From Divine Intellect and its art hath learned. [100][x]100. “Its art”: the operation of the divine intelligence.

And to thy Physics if good heed thou pay,[xi]101. “Thy Physics”: Aristotle’s treatise on Physics (II, ii).

Thou wilt find, after but few pages turned,

That your art follows her, far as it may,[xii]103-105. Human industry follows nature as far as it can, so that it is, so to speak, the grandchild of God.

As scholar his master, so that your art is

Of the Godhead the grandchild, so to say.

By these two, if thy memory Genesis

Recalls, and its beginning, man hath need

To gain his bread and foster earthly bliss.

But the usurer, since he will not thus proceed

Flouts Nature’s follower and herself also, [110]

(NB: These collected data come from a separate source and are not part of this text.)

PR #321, opened 2017-08-16
Add routing for /buyers/direct-award and high-level test

samuelhwilliams:
## Summary
Updates dev bootstrap script to add routing for `/buyers/direct-award` to the buyer-frontend app.

## Corresponding PR
https://github.com/alphagov/digitalmarketplace-buyer-frontend/pull/581

## Ticket
https://trello.com/c/Hlq5mzAy/619-save-a-search-and-create-a-project

### DIFF
--- a/features/smoke-tests/buyer/direct-award.feature
+++ b/features/smoke-tests/buyer/direct-award.feature
@@ -1,0 +1,10 @@
+@skip-staging @skip-production
+@smoke-tests
+@direct-award-passive
+Feature: Direct Award passive assurance
+
+Scenario: User is required to login to save a search
+  Given I am on the /g-cloud/search page
+  Then I see the 'Save your search' button
+  And I click 'Save your search'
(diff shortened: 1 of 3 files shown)


features/smoke-tests/buyer/direct-award.feature
```diff
@@ -0,0 +1,10 @@
+@skip-staging @skip-production
+@smoke-tests
+@direct-award-passive
+Feature: Direct Award passive assurance
+
+Scenario: User can save a search into a new Direct Award Project
```
galund: I think I'd call this "User is invited to authenticate in order to safe a Direct Award search" to distinguish it from the logged-in version? (or do we always get really context of the 'feature' title, in which case maybe just clarifying that would be enough - "passive assurance" isn't so clear to me).

samuelhwilliams: Good idea to re-word it. Have done so.

PR #323, opened 2017-08-16
Include brief responses frontend

Wynndow:
This is a based on this [https://github.com/alphagov/digitalmarketplace-functional-tests/pull/322](https://github.com/alphagov/digitalmarketplace-functional-tests/pull/322). Once that's merged the stuff about finding radio buttons will disappear.

### Create brief-responses-frontend service
We add the new brief responses frontend as a service in the
docker-compose file, following the same pattern as the other frontend
apps.

### Add a new location to the nginx config
The brief-responses frontend app has a new prefix so traffic is routed
correctly.


Wynndow:
Yep, i'll stick it in.

TheDoubleK:
I have no idea what's going on with the functional tests these days.  What do they have to do with Docker?  I'm lost.

TheDoubleK:
Why are there empty "description" fields in the table of tags in the README?  Feels like they would be really really useful. (Not for this PR, I know)

Wynndow:
@TheDoubleK We've got a docker-compose file in the functional tests repo. Allows you to spin up all the apps locally easily without faff, so you can run local functional tests easily. It's all documented in the readme. Has no impact on the tests we run on Jenkins though.

TheDoubleK:
Is the docker thing only relevant for running functional tests?  Or could it be an everyday part of dev setup for running all the things?  In which case having it squirrelled away here might not be the best place for it (you can say the same thing about the nginx bootstrap script here, we really should have a better home for that).

Wynndow:
It could be useful for everyday, although I suspect it might be more of a pain than what people are currently doing. To get any changes up and running you'd need to rebuild the docker image and then restart the whole thing. Also, the logging is weird in them cos the apps are running behind supervisor/uwsgi/nginx. And using a debugger for example would be pretty difficult. I guess if people start using the compose thing we can see how they like to use it and go from there?

PR #327, opened 2017-08-18
Adapt legacy tests to handle reorganization of supplier dashboard

risicle:
Though I realize the general policy is to allow legacy functional tests to break and disable them, doing so with these changes would have probably caused quite a few downstream tests to break. So for instance one thing I did was fix the "user can login" test to check for the correct email address...


TheDoubleK:
Good stuff :+1:

PR #657, opened 2019-06-19
Update parallel_tests from 2.15.0 to 2.18.0

lfdebrux:
parallel_tests v2.18.0 is the last version to support cucumber ~> 2.0.


risicle:
FFS

PR #662, opened 2019-06-26
Catch Capybara::ExpectationNotMet (subclass of Capybara::ElementNotFo…

benvand:
…und)

In ruby, exception comparison should be done using `e.is_a?` instead of equality syntax

Also remove test 0.05s sleep for obsoleteNode

Speeds tests back up to 5mins~


risicle:
Sigh. Rubocop still not happy.

PR #668, opened 2019-06-27
Add step for filtering search results by category

lfdebrux:
https://trello.com/c/HYk2HSCJ/896-smoke-test-failures-on-production

Our catalogue tests can be tripped up if there happens to be a search result that contains the text of a filter or category in its name.

This PR adds a more specific step for filtering by category that uses a CSS selector to limit where we look for the specific category name.

This should fix the problems we were seeing yesterday, so I've reverted the commits that added skip-production tags.

### DIFF
--- a/features/smoulder-tests/supplier/opportunities.feature
+++ b/features/smoulder-tests/supplier/opportunities.feature
@@ -50,7 +50,6 @@ Scenario: Specialist roles are selectable for Digital specialists
   When I note the result_count
   Then a filter checkbox's associated aria-live region contains that result_count
 
-@skip-production
 Scenario Outline: Specialist roles are not selectable for non-Digital specialists lots
   Given I visit the /digital-outcomes-and-specialists/opportunities page
   Then I don't see a 'Designer' checkbox
@@ -64,7 +63,6 @@ Scenario Outline: Specialist roles are not selectable for non-Digital specialist
     | Digital outcomes           |
     | User research participants |
 
-@skip-production
 Scenario Outline: User gets no results for impossible combinations of location and lot
   Given I visit the /digital-outcomes-and-specialists/opportunities page
   And I click '<lot>'
@@ -87,7 +85,6 @@ Scenario Outline: User gets no results for impossible combinations of location a
 
 
 
-@skip-production
 Scenario Outline: User can filter by status, lot, location and keyword together
   Given I visit the /digital-outcomes-and-specialists/opportunities page
   When I note the result_count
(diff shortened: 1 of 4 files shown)


lfdebrux:
I've tested these locally (running against production)

features/smoulder-tests/supplier/opportunities.feature
```diff
@@ -50,12 +50,11 @@ Scenario: Specialist roles are selectable for Digital specialists
   When I note the result_count
   Then a filter checkbox's associated aria-live region contains that result_count
 
-@skip-production
 Scenario Outline: Specialist roles are not selectable for non-Digital specialists lots
   Given I visit the /digital-outcomes-and-specialists/opportunities page
   Then I don't see a 'Designer' checkbox
   And I don't see any 'specialistRole' checkboxes
-  When I click '<lot>'
+  When I limit the search results to the '<lot>' category
```
katstevens: Let's not call it `category`, as that means something else in G-Cloud searches and could get confusing. The `'<lot>' lot`?

lfdebrux: Ah right good point

features/step_definitions/catalogue_steps.rb
```diff
@@ -64,6 +64,10 @@
   puts "Noted page_count: #{@page_count}"
 end
 
+Then(/^I limit the search results to the (.*) category$/) do |category|
```
risicle: Good stuff - could you just leave a comment here to explain _why_ we've got this special case?

features/smoulder-tests/supplier/opportunities.feature
lfdebrux: Ideally this step would be general to both G-Cloud and DOS search pages though; I called it category initially because it's what it's called in the user interface (even though it is lots in DOS). If we called it lot would that get confusing for G-Cloud when it's not a lot?

features/step_definitions/catalogue_steps.rb
lfdebrux: Done

features/smoulder-tests/supplier/opportunities.feature
benvand: Can we leave it with 'click' in the name, have to dig in to the code to see what it actually does otherwise
`When I click the '<lot>' lot/category`

lfdebrux: I've changed it to `The I click the '<lot>' category link`

PR #673, opened 2019-07-05
Revert "synchronize_with_navigation_wait: add xhr_semaphore support"

risicle:
Reverts alphagov/digitalmarketplace-functional-tests#670

I think we should pull this out for now until I've an idea why jquery is so overzealous on thinking it has ajax loading.


risicle:
omg i hate rubocop

PR #680, opened 2019-07-19
antivirus test: upload file with a weirder key name

risicle:
https://trello.com/c/l2On3zPU

To test https://github.com/alphagov/digitalmarketplace-antivirus-api/pull/47

Though I'm going to have to think of a way of checking this only on preview to begin with...


risicle:
I did find a way, through https://github.com/alphagov/digitalmarketplace-jenkins/pull/256 - and it works.

PR #681, opened 2019-07-26
add Admin acknowledging service edits feature 

risicle:
https://trello.com/c/CnowkGc5

This was originally going to be at least two different scenarios, but I realized that the setup of the "race condition" test was the same as the contents of the first test, so decided not to waste anyone's time making it do it twice.

Can anyone think of any other scenarios I could test?

### DIFF
--- a/features/admin/acknowledge_service_edits.feature
+++ b/features/admin/acknowledge_service_edits.feature
@@ -1,0 +1,44 @@
+@admin
+Feature: Admin acknowledging service edits
+
+Background:
+  Given I have a published service on a live G-Cloud framework
+  And I ensure that all update audit events for that service are acknowledged
+
+Scenario: Admin approves service edits
+  Given I choose a random sentence
+  And user 'functional.test@example.com' sets the serviceDescription of that service to that random_sentence
+  And I am logged in as the existing admin-ccs-category user
+  And I am on the 'Admin' page
+  When I click 'Review service changes'
+  Then I am on the 'Check edits to services' page
+  And I don't see a banner message
+  And I see that service.supplierName in the 'Edited services' summary table
+  When I click the summary table 'View changes' link for that service.id
+  Then I am on that service.serviceName page
+  And I see 'functional.test@example.com made 1 edit' in the page's main
+  And I see that random_sentence in the page's ins
+
+  # Before we approve the edit we're going to test a race condition of the supplier re-editing the service
+  # before approval
+
+  When I choose a random sentence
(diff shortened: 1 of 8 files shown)


features/step_definitions/common_steps.rb
```diff
@@ -344,7 +344,7 @@
   edit_link.click
 end
 
-When /I click a summary table '(.*)' (link|button) for '(.*)'$/ do |link_name, elem_type, field_to_edit|
+When /I click a summary table #{MAYBE_VAR} (link|button) for #{MAYBE_VAR}$/ do |link_name, elem_type, field_to_edit|
```
katstevens: Possible symptom of me not looking at the functional tests enough, but I always end up having to remind myself what extra `MAYBE_VAR` gives us and why it is good. Perhaps a quick sentence in the README pointing to the `transforms.rb` would be useful (doesn't have to be in this PR?).

features/admin/acknowledge_service_edits.feature
```diff
@@ -0,0 +1,44 @@
...
+  And I ensure that all update audit events for that service are acknowledged
+
+Scenario: Admin approves service edits
+  Given I choose a random sentence
+  And user 'functional.test@example.com' sets the serviceDescription of that service to that random_sentence
+  And I am logged in as the existing admin-ccs-category user
+  And I am on the 'Admin' page
+  When I click 'Review service changes'
+  Then I am on the 'Check edits to services' page
+  And I don't see a banner message
```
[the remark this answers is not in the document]
risicle: Either. It's just a condition we want to be true, so I've included it.

risicle:
Ok fixed now - just managed to pass 100% when run on staging.

features/support/transforms.rb
```diff
@@ -4,6 +4,12 @@
 MAYBE_VAR_RE = '((?:the )?(?:\'(?<value>.*)\')|(?:that (?<quoted>quoted )?(?<variable>\w+)(?<attributes>(?:\.[\w-]+)*)))'
 MAYBE_VAR = MAYBE_VAR_RE.gsub(/<[a-z]+>/, ':')
 
+# the following transform, used in conjunction with our habit of putting quotation marks
+# *outside* our steps' capture groups, is unfortunately overzealous - causing any captured
+# parameter to be possibly transformed if e.g. beginning with "that ".
+# TODO we should decide what to do about this, possibly by making _all_ our outer-quoted
+# capture groups use MAYBE_VAR somehow
```
katstevens: 👍

PR #685, opened 2019-08-14
Fix a failing functional test that looked for the count of services

jonodrew:
Laurence and I did some digging and tweaked the 'User is able to click on several random filters' feature to look for invisible ids. This seems to have fixed a previously flaky test

### DIFF
--- a/features/step_definitions/common_steps.rb
+++ b/features/step_definitions/common_steps.rb
@@ -507,7 +507,7 @@ Then(/^a filter checkbox's associated aria-live region contains #{MAYBE_VAR}$/) 
       page.all(
         :xpath,
         "//div[contains(@class, 'govuk-option-select')]//input[@type='checkbox']").sample["aria-controls"],
-        visible: :true
+        visible: :all
     ).text(:all)
   ).to include(value.to_s)
 end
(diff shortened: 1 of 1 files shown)


features/step_definitions/common_steps.rb
```diff
@@ -506,8 +506,9 @@
     page.find_by_id(
       page.all(
         :xpath,
-        "//div[contains(@class, 'govuk-option-select')]//input[@type='checkbox']").sample["aria-controls"]
-    ).text
+        "//div[contains(@class, 'govuk-option-select')]//input[@type='checkbox']").sample["aria-controls"],
+        visible: :true
```
lfdebrux: `visible: true` is the default, I think we wanted this `visible: :all` is what we wanted for Chrome

```suggestion
        visible: :all
```

lfdebrux:
I've tested this locally and it works

features/step_definitions/common_steps.rb
```diff
@@ -506,8 +506,9 @@
     page.find_by_id(
       page.all(
```
risicle: Where's the closing bracket corresponding to this?

jonodrew:
```
page.find_by_id(
  page.all(
    :xpath,
    "//div[contains(@class, 'govuk-option-select')]//input[@type='checkbox']"
  ).sample["aria-controls"], visible: :all
).text(:all)
```
tl;dr in the middle of line 509

risicle: Ahhhhhhhhhhh

benvand:
I'm happy to take this out while @jonodrew is away.

LGTM

PR #686, opened 2019-08-20
Change service edits feature test to acknowledge all service edits

lfdebrux:
We had an issue where functional tests were failing because the number
of unacknowledge service edits on the admin page was larger than 100, so
the most recent were being pushed on to a second page and not visible.

This PR changes the service edit feature's background to make sure
that all unacknowledged service edits are acknowledged, so we can be
sure the page is clear before beginning the tests.

### DIFF
--- a/features/step_definitions/supplier_steps.rb
+++ b/features/step_definitions/supplier_steps.rb
@@ -68,6 +68,10 @@ Given /^that supplier has a service on the (.*) lot(?: for the (.*) role)?$/ do 
   puts "service id: #{@service['id']}"
 end
 
+Given 'I ensure that all update audit events are acknowledged' do
+  acknowledge_all_service_updates
+end
+
 Given 'I ensure that all update audit events for that service are acknowledged' do
   acknowledge_all_service_updates(@service['id'])
 end
--- a/features/admin/acknowledge_service_edits.feature
+++ b/features/admin/acknowledge_service_edits.feature
@@ -3,7 +3,7 @@ Feature: Admin acknowledging service edits
 
 Background:
   Given I have a published service on a live G-Cloud framework
-  And I ensure that all update audit events for that service are acknowledged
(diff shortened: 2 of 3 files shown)


features/step_definitions/supplier_steps.rb
```diff
@@ -68,6 +68,10 @@
   puts "service id: #{@service['id']}"
 end
 
+Given 'I ensure that all update audit events are acknowledged' do
+  acknowledge_all_service_updates
+end
+
 Given 'I ensure that all update audit events for that service are acknowledged' do
```
jonodrew: This step is only used in [one other place](https://github.com/alphagov/digitalmarketplace-functional-tests/blob/76ce67b17f711f2fb904c35040b55c212161485b/features/supplier/view_and_edit_g_cloud_services.feature#L12) - is it worth changing that step to your new one too, and getting rid of this one altogether?

lfdebrux: I can't think of any reason not to... do you have any thoughts @risicle?

risicle: That would abandon any attempt at making these tests isolatable, which I did quite intentionally. It's a pity that they will eventually fall off the bottom of the 100 edits. What about making the other tests which make service edits call `I ensure that all update audit events for that service are acknowledged` when they're done?

lfdebrux: @risicle does that comment extend to the whole PR?

risicle: More or less, yes.

lfdebrux:
> That would abandon any attempt at making these tests isolatable, which I did quite intentionally. It's a pity that they will eventually fall off the bottom of the 100 edits. What about making the other tests which make service edits call I ensure that all update audit events for that service are acknowledged when they're done?

I'm going to create an alternate PR with this suggestion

Setting his wealth another way to breed.[xiii]111. The moneylender sets his hope on gain derived neither from nature nor from toil.

But follow now, for I am willed to go.

The Fishes quiver on the horizon air,[xiv]113. Virgil, as usual, indicates the hour (in Jerusalem) by a description of the sky, which, of course, is not visible from Hell.  The time is three hours or more after midnight.

And over Caurus all the Wain lies low.

Far on it is where we descend the stair.”